Assignment >> Extract each line of the records below that contains the word "simple".
Content starts
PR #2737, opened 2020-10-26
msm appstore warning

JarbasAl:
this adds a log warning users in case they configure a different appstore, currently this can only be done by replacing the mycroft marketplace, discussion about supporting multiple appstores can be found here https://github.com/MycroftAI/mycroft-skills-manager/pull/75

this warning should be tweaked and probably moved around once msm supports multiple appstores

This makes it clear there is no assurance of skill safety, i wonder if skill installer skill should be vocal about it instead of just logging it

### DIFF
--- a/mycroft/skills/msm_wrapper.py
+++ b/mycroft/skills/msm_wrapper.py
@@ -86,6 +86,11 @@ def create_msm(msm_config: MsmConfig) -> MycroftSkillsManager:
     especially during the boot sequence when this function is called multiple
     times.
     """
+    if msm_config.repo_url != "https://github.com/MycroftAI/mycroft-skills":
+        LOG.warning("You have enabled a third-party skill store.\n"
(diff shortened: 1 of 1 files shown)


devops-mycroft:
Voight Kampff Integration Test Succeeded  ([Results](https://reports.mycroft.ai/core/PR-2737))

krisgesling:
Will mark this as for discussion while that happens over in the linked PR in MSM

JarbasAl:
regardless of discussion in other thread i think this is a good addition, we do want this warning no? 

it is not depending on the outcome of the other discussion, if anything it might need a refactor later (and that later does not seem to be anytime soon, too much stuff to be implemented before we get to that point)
Content ends
Content starts
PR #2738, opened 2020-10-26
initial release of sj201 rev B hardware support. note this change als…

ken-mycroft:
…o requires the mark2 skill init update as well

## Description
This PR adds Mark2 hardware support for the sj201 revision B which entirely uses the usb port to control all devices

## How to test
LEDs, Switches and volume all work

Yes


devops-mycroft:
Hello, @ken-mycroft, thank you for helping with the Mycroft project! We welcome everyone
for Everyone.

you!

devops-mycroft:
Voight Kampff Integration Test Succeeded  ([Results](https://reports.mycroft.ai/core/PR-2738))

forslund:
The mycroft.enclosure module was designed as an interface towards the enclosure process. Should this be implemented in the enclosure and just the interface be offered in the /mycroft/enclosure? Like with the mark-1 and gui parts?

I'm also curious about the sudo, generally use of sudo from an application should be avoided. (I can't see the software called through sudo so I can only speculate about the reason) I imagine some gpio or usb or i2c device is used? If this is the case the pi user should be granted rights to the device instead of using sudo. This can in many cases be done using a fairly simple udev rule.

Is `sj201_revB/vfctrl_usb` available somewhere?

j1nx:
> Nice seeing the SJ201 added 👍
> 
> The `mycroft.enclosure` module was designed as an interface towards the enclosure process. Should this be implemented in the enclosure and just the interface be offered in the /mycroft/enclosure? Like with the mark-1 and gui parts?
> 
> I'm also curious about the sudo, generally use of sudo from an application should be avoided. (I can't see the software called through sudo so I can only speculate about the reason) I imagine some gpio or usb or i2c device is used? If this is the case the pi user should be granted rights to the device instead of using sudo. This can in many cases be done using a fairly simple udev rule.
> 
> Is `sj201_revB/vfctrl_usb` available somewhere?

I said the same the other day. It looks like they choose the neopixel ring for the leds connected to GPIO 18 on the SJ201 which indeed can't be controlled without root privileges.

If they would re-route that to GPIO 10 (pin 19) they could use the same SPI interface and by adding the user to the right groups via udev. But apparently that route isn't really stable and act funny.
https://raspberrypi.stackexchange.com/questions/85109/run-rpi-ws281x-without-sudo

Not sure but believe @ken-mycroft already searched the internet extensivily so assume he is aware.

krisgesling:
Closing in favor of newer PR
Content ends
Response to the task >>
I'm also curious about the sudo, generally use of sudo from an application should be avoided. (I can't see the software called through sudo so I can only speculate about the reason) I imagine some gpio or usb or i2c device is used? If this is the case the pi user should be granted rights to the device instead of using sudo. This can in many cases be done using a fairly simple udev rule.
> I'm also curious about the sudo, generally use of sudo from an application should be avoided. (I can't see the software called through sudo so I can only speculate about the reason) I imagine some gpio or usb or i2c device is used? If this is the case the pi user should be granted rights to the device instead of using sudo. This can in many cases be done using a fairly simple udev rule.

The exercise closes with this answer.